Activist monk and 9 women jailed for obstructing traffic during protest, others for obstructing public official.

Cambodia's Appeal Court upheld the convictions of a monk and 10 land rights activists Monday, sending them back to prison three days after appeal hearings were held amid calls for their release.



Last November, seven women from capital Phnom Penh's restive Boeung Kak neighborhood were jailed for a year for allegedly obstructing traffic during a protest against flooding in the area a day earlier. Around 3,000 families had been evicted from the community to make way for a huge development project.



Outside the Nov. 11 hearing, three more women and a human rights activist monk were arrested and a day later, jailed for the same length of time -- this time for obstructing a public official.



Local rights group Licadho said in a statement Monday morning that the first case saw the prison sentences of five of the seven women reduced to 10 months and that of another to six months. While one had her one-year sentence upheld, all were handed reduced fines of $250 or $375 – rather than the original $500.



The three women in the second case had their sentences reduced to 10 months in prison, with fines of $375 each, while Seung Hai -- the Buddhist monk -- had his one-year prison sentence and conviction upheld.



Loun Sovath, one of the country's leading activist monks, told The Anadolu Agency on Monday that the decision was regrettably unsurprising.



"Today was very bad, but it is the tradition of the court in Cambodia to act like this," he said by telephone.

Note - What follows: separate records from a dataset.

PR #4780, opened 2022-04-19
[Pathfinder] Depend on `cbindgen_jll` instead of using cargo

giordano:


giordano:
@dylanxyz I slightly simplified the recipe, and used the new `cbindgen_jll` as dependency, instead of rebuilding it locally every time.  Note also that I made all other dependencies runtime:
```console
% libtree libpathfinder.so 
libpathfinder.so 
├── libharfbuzz.so.0 [default path]
│   ├── libglib-2.0.so.0 [default path]
│   │   └── libpcre.so.1 [default path]
│   │       └── libpthread.so.0 [default path]
│   ├── libgraphite2.so.3 [default path]
│   └── libfreetype.so.6 [default path]
│       ├── libz.so.1 [default path]
│       ├── libbrotlidec.so.1 [default path]
│       │   └── libbrotlicommon.so.1 [default path]
│       ├── libharfbuzz.so.0 [default path]
│       ├── libpng16.so.16 [default path]
│       │   └── libz.so.1 [default path]
│       └── libbz2.so.1.0 [default path]
├── librt.so.1 [default path]
├── libpthread.so.0 [default path]
├── libfreetype.so.6 [default path]
└── libfontconfig.so.1 [default path]
    ├── libfreetype.so.6 [default path]
    ├── libpthread.so.0 [default path]
    └── libexpat.so.1 [default path]
```
I missed it before that libpathfinder actually dynamically links to those libraries.

dylanxyz:
I was wondering if we could use the cbindgen binary directly instead of installing with cargo. Thanks @giordano.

"The poor people, land activists and human rights defenders are always accused or arrested by the court… and the powerful and rich men who are corrupt or do criminal acts, the court never accuses or arrests them," he said of the widespread impunity across the Cambodian judicial system.



Rights group Licadho Canada has denounced the decision, writing on Twitter that the court system would be "ruining children's lives for decades."



The Phnom Penh Post reported Monday that the 16-year-old son of Nong Sreng, one of the woman handed a 10-month sentence, was devastated by the outcome.



"This is injustice for my mother. She has not done anything wrong. She just protested to demand that City Hall intervene to help pump sewage water [out of our houses]," the Post "ed him as saying.



The women are being detained at Correctional Centre 1, the women's section of the Prey Sar Prison outside Phnom Penh.